I'd be concerned even if he stopped this affair he needs to change through therapy or it will happen again.

What now OP?

Fantasiaa · 29/02/2020 09:45

I think unfortunately the pregnancy couldn’t have done at a worse time. I can imagine for him being depressed, having lost his father and now expecting another child. ( a 4 th especially !) is a lot.

It’s hard because you can’t really just say stop talking to her if that’s the way he’s dealing and talking about how he’s feeling but at the same time it sounds like he’s disrespecting you and your relationship.

category12 · 29/02/2020 10:10

Sometimes grief/trauma makes people blow up their whole lives. It sounds like it's going that way with your partner.

The other woman may represent an escape, whereas you're more of a reminder and responsibility.

I don't think there's a lot you can do but ask him to seek help, and to start thinking about your own future if he might not be in it.
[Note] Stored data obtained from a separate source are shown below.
PR #853, opened 2020-01-27
Pass width to nav-bar as prop

jameshadfield:
This wasn't defined in the API but was expected by the nextstrain nav-bar.

How nextstrain currently looks:
image

How nextstrain.org was designed to look (and will look with this PR):
image


trvrb:
This will be a nice improvement.

PR #855, opened 2020-01-27
hover: fix bug when authorInfo is null

### LINKED ISSUE #854: Screen blanks to white after loading for flu builds on live site
There is a bug with auspice in the live Nextstrain site where after loading the 2y flu build (https://nextstrain.org/flu/seasonal/h3n2/ha/2y) and hovering over the tree, the page goes blank.

The console view shows the following errors when the screen blanks:

image

I recreated this problem on my laptop with auspice 2.3.4 and found that the screen blanks at the same time the debugging message below about getting available datasets and narratives is printed.

```
GET DATASET query received: prefix=/flu/seasonal/h3n2/ha/2y
GET DATASET query received: prefix=/flu/seasonal/h3n2/ha/2y&type=tip-frequencies
GET AVAILABLE returning locally available datasets & narratives
```

I downgraded stepwise to previous versions of auspice and found the issue starts with v2.3.0. This bug affects the other flu segments and resolutions besides HA and 2y. The issue does not appear to affect other pathogen builds (at least not Zika, measles, or Ebola).

joverlee521:
This PR closes #854 

Check for `authorInfo` instead of `authorInfo.value` since`authorInfo` can be returned as `undefined`.

### DIFF
--- a/src/components/tree/infoPanels/hover.js
+++ b/src/components/tree/infoPanels/hover.js
@@ -269,7 +269,7 @@ const VaccineInfo = ({node}) => {
 const AttributionInfo = ({node}) => {
   const renderElements = [];
   const authorInfo = getFullAuthorInfoFromNode(node);
-  if (authorInfo.value) {
+  if (authorInfo) {
     renderElements.push(<InfoLine name="Author:" value={authorInfo.value} key="author"/>);
   }
 


jameshadfield:
Will set up a nextstrain.org review app now to test this

huddlej:
This fixes the issue for me locally. Thank you, @joverlee521!

jameshadfield:
Thanks @joverlee521 @huddlej. Tested & can confirm the fix.

trvrb:
This was my fault. Thanks so much for fixing the issue.

PR #1949, opened 2025-03-28
Add Auspice PR title to preview PR title

victorlin:

It's difficult to tell what the PR is for from a number alone. The title should provide better context.

One downside is that any title updates won't propagate, but I think we can live with that. The code could be tweaked if we really wanted to update the title.

## Checklist

- [x] Checks pass (docs failure unrelated)


genehack (approved):

jameshadfield:
Nice improvement - thanks!

victorlin:
Of course it's a good idea to not merge these preview PRs, but I don't think it's necessary to call out as all-caps text in the title. It could simply be noted in the description. If we really want to prevent human error, there are better ways to enforce* such as automatically keeping the PR in draft state.

* only goes so far without branch protection rules on the target branch

PR #1952, opened 2025-03-31
JSON-definable zoom label

jameshadfield:
First three commits tidy up previous code and add some more error handling  & improved behaviour in edge cases. 

Fourth commit allows us to specify a `display_default.label` in the JSON which behaves the same as the URL query `label` we have had for a long time. There are two improvements which in the interest of time I'd like to leave as future to-dos, but I can fix them here if people think they'll be encountered sooner rather than later:

1. One side effect with defining a display default label is that you can't always specify a URL which will load the tree at the tree root. If there's a branch label on the root node then you can almost get there by "zooming" to the root node which will then set a 'label' URL query.

2. Also note that when interacting with the tree, zooming to the same label as the display default will set a URL query 'label', which differs from our typical handling of defaults where we would not set any URL query here.

### DIFF
--- a/docs/advanced-functionality/view-settings.rst
+++ b/docs/advanced-functionality/view-settings.rst
@@ -51,6 +51,8 @@ These are exported as the (optional) property of the dataset JSON ``meta.display
 +---------------------------+-----------------------------------------------------------------------+----------------------------------------------------+
 | ``language``              | Language to display Auspice in                                        | "ja"                                               |
 +---------------------------+-----------------------------------------------------------------------+----------------------------------------------------+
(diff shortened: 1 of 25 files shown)


docs/advanced-functionality/view-settings.rst
victorlin, line 1: This may be nitpicky, but the "reset layout" button feels half-baked as-is. When there is a default set, clicking it will zoom out to the root. I see two options:

1. Update the button to reset to the default zoom.
2. Rename the button to something more descriptive of what it is doing, e.g. "zoom to root".

I don't have a strong opinion on which option to take.

PR #1959, opened 2025-05-14
Add Chinese localization support.

zhangmengjie-amy:

Add Chinese Localization Support

## Checklist

- [x] Checks pass


victorlin (approved):
Thank you @zhangmengjie-amy, this is great! I will edit the changelog and merge.

There are some bugs in the code that prevent some of these from showing, but that applies to all other languages. I will make a separate PR to fix that.

src/locales/zh/translation.json
```diff
@@ -0,0 +1,91 @@
+{
+  "__Header//Byline__": "########################################",
+  "Maintained by": "维护者",
+  "using data from": "数据来源",
+  "Built with": "构建工具",
```
victorlin, line 5: I noticed "构建工具[nextstrain/ncov](https://github.com/nextstrain/ncov)" reads weirdly as "build tool: [nextstrain/ncov](https://github.com/nextstrain/ncov)". My level of Chinese is not great, but I'm thinking something like "基于[nextstrain/ncov](https://github.com/nextstrain/ncov)构建" is a more accurate translation.

Right now it is not possible because the URL placement is not included in the translation, but we can change that. What do you think @zhangmengjie-amy?

zhangmengjie-amy: @victorlin Yes, that's a very nice propose, in Chinese, it is more standard and reasonable to translate it as "基于[nextstrain/ncov](https://github.com/nextstrain/ncov)构建". In this case, it is necessary to add a dynamic variable URL in the translation.

PR #1964, opened 2025-05-15
Include link in "built with …" translation key

victorlin:

For some languages, it does not make sense to place the link at the end of the sentence. The need to set placement per-language means it should be included in the translation key, similar to existing keys formatted as `{{...}}`.

This isn't possible with the `t()` function which only works with string interpolation, but can be accomplished with `<Trans>` and a more verbose translation key.

The new Chinese translation is improved as an example in this PR's changes. For other languages, the link has been included at the end to match existing behavior.

## Related issue(s)

Follow-up to https://github.com/nextstrain/auspice/pull/1959#discussion_r2090252016

## Checklist

- [x] Checks pass


jameshadfield (approved):
Tested the review app and read the code, but didn't look into the `<Trans>` API. Thanks!

PR #1981, opened 2025-05-29
Adjust types

victorlin:

Add missing types, reuse existing definitions, and add newlines for readability.

## Related issue(s)

Follow-up to #1902

## Checklist

- [ ] Checks pass

### DIFF
--- a/src/actions/treeStreams.ts
+++ b/src/actions/treeStreams.ts
@@ -3,8 +3,9 @@ import { processStreams, labelStreamMembership, isNodeWithinAnotherStream } from
 import { getParentStream } from "../components/tree/phyloTree/helpers";
 import { updateVisibleTipsAndBranchThicknesses } from "./tree";
 import { warningNotification } from "./notifications";
+import { ThunkFunction } from "../store";
 
-export function toggleStreamTree() {
+export function toggleStreamTree(): ThunkFunction {
   return function(dispatch, getState) {
     const {controls, tree} = getState();
     const showStreamTrees = !controls.showStreamTrees; // new state
@@ -44,7 +45,7 @@ export function toggleStreamTree() {
 } 
 
 
-export function changeStreamTreeBranchLabel(newLabel) {
+export function changeStreamTreeBranchLabel(newLabel: string): ThunkFunction {
   return function(dispatch, getState) {
     const {controls, tree} = getState();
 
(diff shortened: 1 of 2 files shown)


src/actions/treeStreams.ts
```diff
@@ -3,8 +3,9 @@ import { processStreams, labelStreamMembership, isNodeWithinAnotherStream } from
 import { getParentStream } from "../components/tree/phyloTree/helpers";
 import { updateVisibleTipsAndBranchThicknesses } from "./tree";
 import { warningNotification } from "./notifications";
+import { ThunkFunction } from "../store";
 
-export function toggleStreamTree() {
+export function toggleStreamTree(): ThunkFunction {
```
jameshadfield, line 8: Can we use linting to enforce return types?

src/actions/treeStreams.ts
```diff
@@ -44,7 +45,7 @@ export function toggleStreamTree() {
 } 
 
 
-export function changeStreamTreeBranchLabel(newLabel) {
+export function changeStreamTreeBranchLabel(newLabel: string): ThunkFunction {
```
jameshadfield, line 48: Ditto - any reason not to use linting to enforce parameter types?

jameshadfield (commented):
Stepping back a bit, I'd like us to use linters to enforce things like this and thus avoid having to make these fix-up PR. (And similarly for the periodic PRs across different repos which remove trailing whitespace etc)

Previous discussions about linting have (I think?) made the decision to not enforce stylistic aspects. But if people feel strongly enough about stylistic aspects that they'll go to the effort of making a PR then I think that should be part of linting!

Going through these, using types for function args / return values seems like something we should do. (Discussed above.)

Readability is inherently subjective, for instance I'm ambivalent about `false|Node` vs `false | Node` so if you prefer the latter I'm happy to have the linter guide my hand. For other things I find

```js
function labelStreamMembership(tree: ReduxNode, branchLabelKey): Streams {
```

much more readable than
```js
function labelStreamMembership(
  tree: ReduxNode,
  branchLabelKey: string,
): Streams {
```

Maybe others disagree? I'd prefer these to be left up to the original author in most cases, or enforce a line length for function defs or something.

victorlin:
Absolutely, sorry I took it too far with the stylistic aspects. I'll open a separate PR with just the lint-able parts and linter enforcement enabled.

ravenmum · 01/03/2020 11:43

for him to say he was only talking to her about his grieve is way below the belt
I know, it is shocking that they would use a parent's death to cover up an affair. Hard to respect them, however much you understand that they are in a difficult place at that moment.

What do you want to do, forgive and hope that he stops? I'd find it hard to imagine he would leave it at that.
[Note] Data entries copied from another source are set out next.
PR #1988, opened 2025-06-05
Unit tests for createStateFromQueryOrJSONs

jameshadfield:
This was primarily motivated by the bug identified in <https://github.com/nextstrain/auspice.us/issues/122> and fixed via a one-line patch in <https://github.com/nextstrain/auspice/pull/1986>. I confirmed that the tests added here would have flagged this bug (via reverting https://github.com/nextstrain/auspice/commit/ece625f57106e56c4e59c4516f4b04dbe07355cc).

There's a lot of future directions we can take tests such as these, this is only the starting point.

### DIFF
--- a/test/data/generic.json
+++ b/test/data/generic.json
@@ -1,0 +1,91 @@
+{
+    "version": "v2",
+    "meta": {
+      "title": "Generic (small) feature-rich dataset for testing purposes",
+      "updated": "2023-03-28",
+      "build_url": "https://github.com/nextstrain/auspice",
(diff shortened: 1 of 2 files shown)


genehack (approved):

jameshadfield:
This PR originally polyfilled `structuredClone`, which required a core-js bump, which then increased the bundlesizes over our (completely arbritrary) limits. I went down a deep rabbit hole of bundle-related stuff, but for the purposes of this PR I've just dropped the polyfill and used the good old JSON parse/stringify round trip.

PR #1993, opened 2025-06-10
Focal zoom mode acts on both axis

trvrb:
This causes date updates and other filters to dynamically update the XY bounds, ensuring that the tree fills the page. This works well for zooming to early samples and give a generally more dynamic feeling. It combines very well with "focus on selected".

MisguidedAngel · 01/03/2020 12:16

My daughter killed herself last May. Since then my relationship with my partner has been terrible. I can't talk to him about my feelings because he gets so upset - it has triggered lots of painful memories for him about losses that he has never dealt with (being a man, and of the generation when the stiff upper lip was like a law).

I have turned to many other people who are able to listen to my pain - men and women. But I can be really snappy and impatient with my partner, because I don't feel supported by him. We've talked about it and agreed we just have to try and get through this, not together but at least side by side.
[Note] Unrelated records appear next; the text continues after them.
PR #2003, opened 2025-08-11
Export URLs in TSVs via additional column

jameshadfield:
PR #1998 (merged but unreleased) exported URLs associated with metadata by appending to the value, i.e. `<value> :<url>`. This commit switches to using a separate column `<column_name>__url` for the URL. This change is motivated by a desire to encode URLs consistently across the nextstrain ecosystem, including in pathogen repo ingest pipelines¹ and `augur export`.

This commit essentially reverts commits 7315a9b4fddadf499bb9f85f77745442a72c9342, d7c85058caf61bfb25f42e000ed1bdd4c1ae50ad and 68c0fa6095ad4e11de790e39dece8b65a3b0d58b (all part of #1998).

¹ https://github.com/nextstrain/rsv/pull/94#discussion_r2214163028

- [ ] CHANGELOG

### DIFF
--- a/src/components/download/helperFunctions.js
+++ b/src/components/download/helperFunctions.js
@@ -250,7 +250,7 @@ export const strainTSV = (dispatch, filePrefix, nodes, nodeVisibilities) => {
     const traits = Object.keys(node.node_attrs).filter((k) => !nodeAttrsToIgnore.includes(k));
     for (const trait of traits) {
       const value = getTraitFromNode(node, trait);
-      if (value) {
+      if (value !== undefined) {
         headerInsert(headerFields, null, trait);
         if (typeof value === 'string') {
           tipTraitValues[node.name][trait] = value;
--- a/src/components/download/helperFunctions.js
+++ b/src/components/download/helperFunctions.js
@@ -235,7 +235,7 @@ export const strainTSV = (dispatch, filePrefix, nodes, nodeVisibilities) => {
     const numDate = getTraitFromNode(node, "num_date");
     if (numDate) {
       const traitName = "date"; // matches use in augur metadata.tsv
-      if (!headerFields.includes(traitName)) headerFields.push(traitName);
+      headerInsert(headerFields, null, traitName)
       const numDateConfidence = getTraitFromNode(node, "num_date", {confidence: true});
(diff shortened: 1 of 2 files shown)


src/components/download/helperFunctions.js
```diff
@@ -249,14 +249,15 @@ export const strainTSV = (dispatch, filePrefix, nodes, nodeVisibilities) => {
     const nodeAttrsToIgnore = ["author", "div", "num_date", "vaccine", "accession"];
     const traits = Object.keys(node.node_attrs).filter((k) => !nodeAttrsToIgnore.includes(k));
     for (const trait of traits) {
-      if (!headerFields.includes(trait)) headerFields.push(trait);
       const value = getTraitFromNode(node, trait);
       if (value) {
+        headerInsert(headerFields, null, trait);
```
joverlee521, line 254: _completely separate tangent_

I just realized this means any `0` value will not be included in metadata downloads. Clearly it hasn't been an issue since I don't see any related bug reports, but probably would be good to fix:

```suggestion
      if (value !== undefined) {
        headerInsert(headerFields, null, trait);
```

src/components/download/helperFunctions.js
```diff
@@ -268,27 +269,32 @@ export const strainTSV = (dispatch, filePrefix, nodes, nodeVisibilities) => {
...
+        tipTraitValues[node.name][urlify(traitName)] = fullAuthorInfo.paper_url;
       }
     }
 
     /* handle `vaccine` specially */
     const vaccine = getVaccineFromNode(node);
     if (vaccine && vaccine.selection_date) {
       const traitName = "vaccine_selection_date";
-      if (!headerFields.includes(traitName)) headerFields.push(traitName);
+      headerInsert(headerFields, null, traitName);
```
joverlee521, line 284: _non-blocking nit_

There are 3 other instances of 
```js
if (!headerFields.includes(traitName)) headerFields.push(traitName);
``` 
in this file that can be replaced with the new `headerInsert` function ;)

joverlee521 (approved):
Changes LGTM based on the exported accession and author URLs in the test datasets.

src/components/download/helperFunctions.js
jameshadfield: Good find! Fixed

PR #2012, opened 2025-09-17
Declare support for Node.js 24

victorlin:

I did some local testing with Node.js 24 and it worked fine without any code changes.

## Related issue(s)

Follow-up to https://github.com/nextstrain/auspice/pull/1975#discussion_r2110811691

## Checklist

- [x] Checks pass
- [x] ~(to be done by a Nextstrain team member) [Create preview PRs on downstream repositories][1].~ N/A, downstream repos use Node.js 20

### DIFF
--- a/.github/workflows/ci.yaml
+++ b/.github/workflows/ci.yaml
@@ -12,7 +12,7 @@ jobs:
     runs-on: ubuntu-latest
     strategy:
       matrix:
-        node: [20, 22]
+        node: [20, 22, 24]
     steps:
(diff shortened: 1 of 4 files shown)


jameshadfield (approved):
[Node 24 allows us to write TS](https://nodejs.org/api/typescript.html#type-stripping) on the (Auspice) server which is nice. It won't be coming anytime soon here since v20 (and perhaps v22?) don't support it, but for the nextstrain.org server this would be a big win.

Issue #2011, opened 2025-09-15
When "focus selected", exiting single click-focused sequence with Esc keeps focus on single sequence


corneliusroemer:
When the "Focus on selected" toggle is ON, and one clicks on a single sequence to focus it and then hits the Escape key to defocus the sequence, the modal disappears but the focus remains on the single (previously focused) sequence in disagreement with actual filters

### How to reproduce

1. Toggle on "Focus on selected"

Obviously your situation is rather different, you have small children and your pregnancy taking up so much of your emotional energy, but I agree with category12's advice. Try to accept his apologies, continue to press him to take his meds and use counselling, be supportive - but at the same time think about your future without him in it. MN will help with this. Ignore the LTB brigade. And most importantly - make sure you're getting support for yourself IRL.

MisguidedAngel · 03/03/2020 11:52

OP - I hope I haven't killed the thread for you, I seem to have that effect. Please, other people - give your opinions, the OP needs support.

Lbw1997 · 03/03/2020 18:54

@MisguidedAngel no not at all I’ve had a busy few days with appointments, my health Vistor came to visit yesterday to do my youngest 24 month development check, she’s also going to make a referral for my partner to have some counselling. As the people the hospital referred him said they couldn’t help him. Hopefully, he’ll soon have the help he needs and he can then slowly come to terms with the tragic loss. In all honesty I just want my partner back to his usual funny self (without sounding selfish) as it’s heartbreaking seeing him so heartbroken and down. He’s said at the moment he doesn’t feel anything and is emotionless, cant bare the thought of being in reality.

OP posts:
Gutterton · 03/03/2020 19:44

I am really sorry that this is happening to you and your young family. Suicide sends v different, often toxic, shock waves of bereavement through families and this is v v early days in any bereavement. Emotions can often get worse throughout the first year.

Is he drinking? This is one of the worst things he can do for his MH at this time. If he then takes ADs on top it’s v messy. His own suicide risk is raised right now and this
must be unbearable for you. If he can keep off the alcohol, access some talking therapy and groups specific to suicide that may help him through the days. I don’t know what to say about the messaging / dating app. It sounds desperate.

You also need to look out for your own MH and seek support from your friends and family if you can so that you can pace yourself for your DCs and unborn baby.

Wishing you some peace at this dreadful time.